▶ _What you need to do_
Below are lines of data; restate word for word those running from the line containing "PR #1841, opened 2026-09-03" to the line containing "Last of the", inclusive, and no others.

▶ _Provided information_
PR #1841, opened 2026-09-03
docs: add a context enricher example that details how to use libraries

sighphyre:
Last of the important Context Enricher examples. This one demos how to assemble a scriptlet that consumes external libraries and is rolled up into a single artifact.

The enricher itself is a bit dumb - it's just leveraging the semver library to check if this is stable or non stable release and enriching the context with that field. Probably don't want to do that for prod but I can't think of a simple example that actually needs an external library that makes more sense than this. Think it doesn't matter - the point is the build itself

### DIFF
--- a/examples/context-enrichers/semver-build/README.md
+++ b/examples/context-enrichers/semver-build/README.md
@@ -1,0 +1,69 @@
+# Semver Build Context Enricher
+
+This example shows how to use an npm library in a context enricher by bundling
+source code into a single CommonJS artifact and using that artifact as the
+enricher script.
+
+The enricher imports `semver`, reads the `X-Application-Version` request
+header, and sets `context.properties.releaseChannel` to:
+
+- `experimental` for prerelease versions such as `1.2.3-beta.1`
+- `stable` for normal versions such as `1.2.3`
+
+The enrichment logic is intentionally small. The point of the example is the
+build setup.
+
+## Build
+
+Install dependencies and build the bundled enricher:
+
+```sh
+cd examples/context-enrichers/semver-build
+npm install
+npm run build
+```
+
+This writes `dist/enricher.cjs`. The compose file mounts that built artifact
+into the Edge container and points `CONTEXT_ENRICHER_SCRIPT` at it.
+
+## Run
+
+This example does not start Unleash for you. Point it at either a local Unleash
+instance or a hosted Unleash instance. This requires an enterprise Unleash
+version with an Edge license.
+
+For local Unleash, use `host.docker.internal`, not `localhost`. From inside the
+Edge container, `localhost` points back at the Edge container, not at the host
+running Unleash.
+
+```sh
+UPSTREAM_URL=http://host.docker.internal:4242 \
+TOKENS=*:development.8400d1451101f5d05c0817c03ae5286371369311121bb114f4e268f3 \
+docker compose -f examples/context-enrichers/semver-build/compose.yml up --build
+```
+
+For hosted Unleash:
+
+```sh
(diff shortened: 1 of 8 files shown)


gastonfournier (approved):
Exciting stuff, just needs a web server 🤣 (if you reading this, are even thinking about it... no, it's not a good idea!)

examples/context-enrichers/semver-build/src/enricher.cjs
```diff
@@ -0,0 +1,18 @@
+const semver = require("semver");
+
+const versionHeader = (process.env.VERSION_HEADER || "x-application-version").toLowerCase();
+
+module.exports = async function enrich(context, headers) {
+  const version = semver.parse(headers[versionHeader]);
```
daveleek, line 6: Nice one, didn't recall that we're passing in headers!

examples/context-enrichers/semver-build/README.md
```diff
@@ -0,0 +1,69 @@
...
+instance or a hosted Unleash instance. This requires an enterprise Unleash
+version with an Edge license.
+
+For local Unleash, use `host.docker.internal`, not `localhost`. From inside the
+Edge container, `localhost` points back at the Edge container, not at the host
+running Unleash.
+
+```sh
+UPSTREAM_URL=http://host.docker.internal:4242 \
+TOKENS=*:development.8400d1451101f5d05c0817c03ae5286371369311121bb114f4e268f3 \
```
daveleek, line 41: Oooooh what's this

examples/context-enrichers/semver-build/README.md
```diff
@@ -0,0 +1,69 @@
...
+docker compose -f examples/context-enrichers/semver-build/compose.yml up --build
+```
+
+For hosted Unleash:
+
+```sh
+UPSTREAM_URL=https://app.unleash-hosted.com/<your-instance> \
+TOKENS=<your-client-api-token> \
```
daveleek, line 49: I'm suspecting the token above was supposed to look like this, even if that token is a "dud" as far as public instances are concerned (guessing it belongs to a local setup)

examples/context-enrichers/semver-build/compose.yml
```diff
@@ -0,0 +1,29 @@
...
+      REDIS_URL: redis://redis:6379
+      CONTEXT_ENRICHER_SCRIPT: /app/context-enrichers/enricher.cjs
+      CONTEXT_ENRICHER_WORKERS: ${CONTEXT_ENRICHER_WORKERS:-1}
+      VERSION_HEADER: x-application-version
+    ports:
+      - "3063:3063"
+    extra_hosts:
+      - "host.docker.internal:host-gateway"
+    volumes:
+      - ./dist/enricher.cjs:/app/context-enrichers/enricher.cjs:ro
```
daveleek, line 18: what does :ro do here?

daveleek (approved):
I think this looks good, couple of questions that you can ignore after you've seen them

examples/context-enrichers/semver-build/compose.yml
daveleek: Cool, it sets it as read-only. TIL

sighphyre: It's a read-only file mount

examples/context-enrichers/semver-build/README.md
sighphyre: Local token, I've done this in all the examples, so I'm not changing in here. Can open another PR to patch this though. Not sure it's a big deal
---
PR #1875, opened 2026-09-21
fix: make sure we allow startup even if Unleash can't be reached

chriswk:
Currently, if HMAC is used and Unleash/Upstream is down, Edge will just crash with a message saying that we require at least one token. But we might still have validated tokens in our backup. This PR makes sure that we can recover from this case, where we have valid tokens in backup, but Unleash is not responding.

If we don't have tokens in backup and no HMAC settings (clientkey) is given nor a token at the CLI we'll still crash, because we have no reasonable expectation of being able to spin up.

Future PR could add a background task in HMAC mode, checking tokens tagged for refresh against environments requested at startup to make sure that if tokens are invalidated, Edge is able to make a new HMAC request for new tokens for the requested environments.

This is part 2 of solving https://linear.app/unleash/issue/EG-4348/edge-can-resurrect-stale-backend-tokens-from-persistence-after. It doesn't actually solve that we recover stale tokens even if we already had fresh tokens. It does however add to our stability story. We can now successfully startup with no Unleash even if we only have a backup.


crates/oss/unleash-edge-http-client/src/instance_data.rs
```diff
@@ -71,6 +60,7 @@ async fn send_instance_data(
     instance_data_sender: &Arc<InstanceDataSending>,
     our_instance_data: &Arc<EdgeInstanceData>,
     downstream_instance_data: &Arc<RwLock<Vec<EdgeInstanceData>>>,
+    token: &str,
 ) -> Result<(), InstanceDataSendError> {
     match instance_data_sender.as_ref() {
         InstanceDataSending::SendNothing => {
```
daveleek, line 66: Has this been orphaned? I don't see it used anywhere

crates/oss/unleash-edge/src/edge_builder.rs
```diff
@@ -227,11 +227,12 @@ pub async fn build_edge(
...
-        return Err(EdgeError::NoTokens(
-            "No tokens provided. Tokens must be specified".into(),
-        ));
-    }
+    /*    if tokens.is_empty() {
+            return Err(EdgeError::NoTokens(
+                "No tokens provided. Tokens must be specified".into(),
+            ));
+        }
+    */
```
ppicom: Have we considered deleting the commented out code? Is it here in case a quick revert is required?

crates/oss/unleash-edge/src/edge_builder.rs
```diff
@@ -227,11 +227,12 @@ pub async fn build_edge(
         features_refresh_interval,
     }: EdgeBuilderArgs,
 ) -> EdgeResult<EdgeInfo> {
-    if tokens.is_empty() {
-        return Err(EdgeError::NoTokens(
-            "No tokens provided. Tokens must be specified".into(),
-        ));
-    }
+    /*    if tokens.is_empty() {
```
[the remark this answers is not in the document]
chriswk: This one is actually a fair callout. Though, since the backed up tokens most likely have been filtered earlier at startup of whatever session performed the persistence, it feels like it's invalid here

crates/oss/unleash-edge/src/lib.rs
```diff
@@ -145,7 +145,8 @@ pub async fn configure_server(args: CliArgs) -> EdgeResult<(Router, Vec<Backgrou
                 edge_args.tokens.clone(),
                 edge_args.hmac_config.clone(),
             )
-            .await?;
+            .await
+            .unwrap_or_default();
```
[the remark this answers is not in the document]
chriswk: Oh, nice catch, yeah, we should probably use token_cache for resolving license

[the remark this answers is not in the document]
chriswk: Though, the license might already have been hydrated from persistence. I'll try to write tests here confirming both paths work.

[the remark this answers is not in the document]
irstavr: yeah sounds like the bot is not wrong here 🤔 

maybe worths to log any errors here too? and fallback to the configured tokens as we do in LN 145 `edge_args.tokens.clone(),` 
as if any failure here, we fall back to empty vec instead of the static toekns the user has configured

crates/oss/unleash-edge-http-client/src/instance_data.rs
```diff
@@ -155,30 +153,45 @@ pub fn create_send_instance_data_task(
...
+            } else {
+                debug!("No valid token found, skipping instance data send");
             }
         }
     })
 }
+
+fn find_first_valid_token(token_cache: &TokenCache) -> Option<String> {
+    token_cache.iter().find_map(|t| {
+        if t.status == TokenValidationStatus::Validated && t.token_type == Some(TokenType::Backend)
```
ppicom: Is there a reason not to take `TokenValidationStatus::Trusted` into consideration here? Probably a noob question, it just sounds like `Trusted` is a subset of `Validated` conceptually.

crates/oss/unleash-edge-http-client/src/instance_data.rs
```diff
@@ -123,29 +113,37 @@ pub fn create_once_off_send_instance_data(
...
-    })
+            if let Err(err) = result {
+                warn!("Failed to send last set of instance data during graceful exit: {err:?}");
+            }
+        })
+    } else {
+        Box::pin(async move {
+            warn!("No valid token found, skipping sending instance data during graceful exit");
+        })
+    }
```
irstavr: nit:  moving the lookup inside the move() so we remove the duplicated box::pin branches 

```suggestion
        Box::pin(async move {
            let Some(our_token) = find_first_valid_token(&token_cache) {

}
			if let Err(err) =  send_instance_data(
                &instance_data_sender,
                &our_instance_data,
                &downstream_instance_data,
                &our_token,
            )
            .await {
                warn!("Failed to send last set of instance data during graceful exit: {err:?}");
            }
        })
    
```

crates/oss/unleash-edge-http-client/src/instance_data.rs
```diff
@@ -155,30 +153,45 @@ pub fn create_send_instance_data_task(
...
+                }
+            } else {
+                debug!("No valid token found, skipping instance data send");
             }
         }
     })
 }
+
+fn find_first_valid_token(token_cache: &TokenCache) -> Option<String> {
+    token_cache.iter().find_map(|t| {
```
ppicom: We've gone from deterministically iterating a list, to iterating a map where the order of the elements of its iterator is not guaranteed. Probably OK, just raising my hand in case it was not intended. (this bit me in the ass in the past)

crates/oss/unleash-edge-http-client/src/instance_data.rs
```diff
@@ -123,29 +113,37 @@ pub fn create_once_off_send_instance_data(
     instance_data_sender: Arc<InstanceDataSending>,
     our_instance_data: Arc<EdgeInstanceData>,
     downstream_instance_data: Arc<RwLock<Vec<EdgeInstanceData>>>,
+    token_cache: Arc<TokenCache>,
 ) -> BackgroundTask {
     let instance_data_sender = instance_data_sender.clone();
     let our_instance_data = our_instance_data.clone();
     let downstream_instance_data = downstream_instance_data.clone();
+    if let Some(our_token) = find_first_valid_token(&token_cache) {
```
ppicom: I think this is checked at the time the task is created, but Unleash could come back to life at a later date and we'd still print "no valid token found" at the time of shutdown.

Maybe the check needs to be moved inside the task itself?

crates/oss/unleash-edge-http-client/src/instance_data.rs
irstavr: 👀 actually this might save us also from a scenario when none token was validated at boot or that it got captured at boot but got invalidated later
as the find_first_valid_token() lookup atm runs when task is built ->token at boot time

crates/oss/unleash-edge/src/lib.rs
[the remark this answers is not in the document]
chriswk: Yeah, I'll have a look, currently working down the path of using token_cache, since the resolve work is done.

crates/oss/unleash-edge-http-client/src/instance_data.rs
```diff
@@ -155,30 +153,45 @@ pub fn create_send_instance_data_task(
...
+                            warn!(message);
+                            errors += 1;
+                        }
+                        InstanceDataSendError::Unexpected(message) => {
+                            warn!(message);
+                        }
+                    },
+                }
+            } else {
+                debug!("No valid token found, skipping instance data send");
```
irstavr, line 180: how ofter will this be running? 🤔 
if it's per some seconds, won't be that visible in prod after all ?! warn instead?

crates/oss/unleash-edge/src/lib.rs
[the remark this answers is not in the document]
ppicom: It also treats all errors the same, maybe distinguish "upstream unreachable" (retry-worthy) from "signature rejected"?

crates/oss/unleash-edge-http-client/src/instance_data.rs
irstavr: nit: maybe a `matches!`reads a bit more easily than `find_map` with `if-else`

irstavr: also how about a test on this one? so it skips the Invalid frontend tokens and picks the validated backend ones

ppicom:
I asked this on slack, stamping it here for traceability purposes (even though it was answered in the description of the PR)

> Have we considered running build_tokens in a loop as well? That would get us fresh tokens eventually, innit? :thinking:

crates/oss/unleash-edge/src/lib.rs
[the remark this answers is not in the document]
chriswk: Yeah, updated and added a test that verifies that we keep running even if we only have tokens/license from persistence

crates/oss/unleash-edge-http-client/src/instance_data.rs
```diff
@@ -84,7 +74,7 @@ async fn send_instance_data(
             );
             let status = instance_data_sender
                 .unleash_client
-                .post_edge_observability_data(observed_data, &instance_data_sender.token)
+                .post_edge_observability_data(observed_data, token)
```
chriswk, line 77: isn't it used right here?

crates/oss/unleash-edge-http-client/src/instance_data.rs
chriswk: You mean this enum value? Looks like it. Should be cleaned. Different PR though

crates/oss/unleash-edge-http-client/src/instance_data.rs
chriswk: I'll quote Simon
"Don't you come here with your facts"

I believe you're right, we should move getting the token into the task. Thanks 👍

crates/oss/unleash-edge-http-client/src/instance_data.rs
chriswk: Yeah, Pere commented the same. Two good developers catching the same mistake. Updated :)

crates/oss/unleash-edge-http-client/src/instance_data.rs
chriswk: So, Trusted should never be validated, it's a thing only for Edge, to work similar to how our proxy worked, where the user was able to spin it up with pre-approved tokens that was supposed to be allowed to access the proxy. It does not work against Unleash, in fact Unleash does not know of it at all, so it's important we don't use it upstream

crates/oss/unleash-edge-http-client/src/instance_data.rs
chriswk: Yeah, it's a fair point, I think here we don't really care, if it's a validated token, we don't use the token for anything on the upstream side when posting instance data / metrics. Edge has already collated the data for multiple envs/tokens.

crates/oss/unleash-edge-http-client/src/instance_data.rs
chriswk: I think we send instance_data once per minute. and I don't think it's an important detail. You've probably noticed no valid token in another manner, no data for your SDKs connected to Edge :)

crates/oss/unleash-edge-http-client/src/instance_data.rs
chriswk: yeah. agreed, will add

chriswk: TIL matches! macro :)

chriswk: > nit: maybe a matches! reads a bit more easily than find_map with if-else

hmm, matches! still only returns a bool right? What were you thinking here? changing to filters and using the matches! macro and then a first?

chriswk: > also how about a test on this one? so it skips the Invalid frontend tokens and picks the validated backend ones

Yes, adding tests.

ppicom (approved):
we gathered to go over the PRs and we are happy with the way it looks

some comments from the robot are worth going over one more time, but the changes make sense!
---
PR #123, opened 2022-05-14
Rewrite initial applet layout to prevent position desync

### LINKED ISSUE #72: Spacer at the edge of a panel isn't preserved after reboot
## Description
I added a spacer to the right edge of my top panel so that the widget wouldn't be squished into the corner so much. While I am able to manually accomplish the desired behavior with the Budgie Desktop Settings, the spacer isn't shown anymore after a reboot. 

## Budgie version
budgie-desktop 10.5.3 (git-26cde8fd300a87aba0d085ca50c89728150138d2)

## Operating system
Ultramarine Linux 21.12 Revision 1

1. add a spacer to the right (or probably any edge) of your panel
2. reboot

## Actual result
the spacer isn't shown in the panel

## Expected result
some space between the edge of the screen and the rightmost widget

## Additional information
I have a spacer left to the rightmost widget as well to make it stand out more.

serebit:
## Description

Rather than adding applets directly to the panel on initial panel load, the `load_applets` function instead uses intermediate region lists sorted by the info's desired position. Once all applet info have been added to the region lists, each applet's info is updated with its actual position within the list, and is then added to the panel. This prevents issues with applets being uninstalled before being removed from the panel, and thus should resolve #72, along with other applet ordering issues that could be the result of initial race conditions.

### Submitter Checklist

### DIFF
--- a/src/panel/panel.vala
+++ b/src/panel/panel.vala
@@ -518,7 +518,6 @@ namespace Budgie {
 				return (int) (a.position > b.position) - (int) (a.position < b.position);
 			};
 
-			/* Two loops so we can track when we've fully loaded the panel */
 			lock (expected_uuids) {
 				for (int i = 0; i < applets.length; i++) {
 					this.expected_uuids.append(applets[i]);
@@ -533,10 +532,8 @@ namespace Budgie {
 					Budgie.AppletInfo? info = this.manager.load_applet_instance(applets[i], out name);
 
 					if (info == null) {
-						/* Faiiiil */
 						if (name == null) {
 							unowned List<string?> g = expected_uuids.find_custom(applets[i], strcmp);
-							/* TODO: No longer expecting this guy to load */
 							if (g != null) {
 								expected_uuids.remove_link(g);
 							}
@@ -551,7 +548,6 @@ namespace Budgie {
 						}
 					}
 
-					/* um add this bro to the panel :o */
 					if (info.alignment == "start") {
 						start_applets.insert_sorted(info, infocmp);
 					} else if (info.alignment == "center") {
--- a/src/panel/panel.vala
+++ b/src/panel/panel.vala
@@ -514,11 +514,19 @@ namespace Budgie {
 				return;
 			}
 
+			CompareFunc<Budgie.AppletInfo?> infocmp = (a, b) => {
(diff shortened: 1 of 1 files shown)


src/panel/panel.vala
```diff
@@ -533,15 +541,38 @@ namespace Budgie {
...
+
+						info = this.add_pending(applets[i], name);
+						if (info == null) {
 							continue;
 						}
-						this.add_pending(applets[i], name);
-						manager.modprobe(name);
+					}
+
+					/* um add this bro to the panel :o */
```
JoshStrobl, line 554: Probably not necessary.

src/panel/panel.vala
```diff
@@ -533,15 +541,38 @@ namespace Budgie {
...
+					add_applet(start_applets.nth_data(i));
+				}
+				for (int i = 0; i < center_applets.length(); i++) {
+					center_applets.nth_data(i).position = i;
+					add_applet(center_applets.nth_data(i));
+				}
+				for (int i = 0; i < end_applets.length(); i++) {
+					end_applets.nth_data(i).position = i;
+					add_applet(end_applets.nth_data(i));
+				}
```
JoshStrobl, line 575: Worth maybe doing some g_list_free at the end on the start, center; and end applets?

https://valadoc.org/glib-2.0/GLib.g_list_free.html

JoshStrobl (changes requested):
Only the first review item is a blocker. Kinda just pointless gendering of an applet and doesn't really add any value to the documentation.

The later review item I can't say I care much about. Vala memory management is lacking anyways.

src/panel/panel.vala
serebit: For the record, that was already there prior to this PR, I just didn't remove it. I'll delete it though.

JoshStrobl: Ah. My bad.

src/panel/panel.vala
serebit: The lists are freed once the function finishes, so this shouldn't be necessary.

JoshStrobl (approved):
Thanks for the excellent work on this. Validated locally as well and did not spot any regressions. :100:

▶ _Output_
PR #1841, opened 2026-09-03
docs: add a context enricher example that details how to use libraries

sighphyre:
Last of the important Context Enricher examples. This one demos how to assemble a scriptlet that consumes external libraries and is rolled up into a single artifact.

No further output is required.